**Aim of the exercise:**
The answer must be every line below that contains the string "think".
------------------------------------
PR #635, opened 2024-05-14
Use only major.minor version in 'Tested up to' field

### LINKED ISSUE #523: Make sure patch version gets removed when theme is exported

pbking:
Swap get_bloginfo('version') with custom function that supplies version with major.minor only.

Fixes #523 

To Test:
Using CBT update metadata.
Note that the "Tested Up to" shows the version of WordPress being used with only MAJOR.MINOR in style.css and readme.txt

### DIFF
--- a/admin/create-theme/theme-utils.php
+++ b/admin/create-theme/theme-utils.php
@@ -208,6 +208,12 @@ class CBT_Theme_Utils {
 		return CBT_Theme_Utils::copy_screenshot( $new_screenshot_path );
 	}
 
+	/**
+	 * Get the current WordPress version.
+	 *
+	 * @return string The current WordPress in the format x.x (major.minor)
+	 * Example: 6.5
+	 */
 	public static function get_current_wordpress_version() {
 		$wp_version = get_bloginfo( 'version' );
 		if ( preg_match( '/^\d+\.\d+/', $wp_version, $matches ) ) {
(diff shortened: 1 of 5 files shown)


matiasbenedetto (approved):
I added a docblock to the function added.
Apart from that it looks good to me.

admin/create-theme/theme-utils.php
```diff
@@ -208,4 +208,17 @@ public static function replace_screenshot( $new_screenshot_path ) {
...
 
+	/**
+	 * Get the current WordPress version.
+	 *
+	 * @return string The current WordPress in the format x.x (major.minor)
+	 * Example: 6.5
+	 */
+	public static function get_current_wordpress_version() {
+		$wp_version = get_bloginfo( 'version' );
+		if ( preg_match( '/^\d+\.\d+/', $wp_version, $matches ) ) {
```
vcanales: Why is this regex necessary? Is the version ever not in `major.minor` or `major.minor.patch` format? 

I think I'd favor using explode instead, to avoid directly using regex.

vcanales (commented):
I think this function is a great candidate for a unit test, rather than testing it by calling it from another class.

admin/create-theme/theme-utils.php
pbking: I'm impartial to how the version is snagged.  The regex fairy gave me that and it worked.  I wouldn't be sad if you refactored it.

pbking: 💣
exploded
------------------------------------
**Task output:**
I think I'd favor using explode instead, to avoid directly using regex.
I think this function is a great candidate for a unit test, rather than testing it by calling it from another class.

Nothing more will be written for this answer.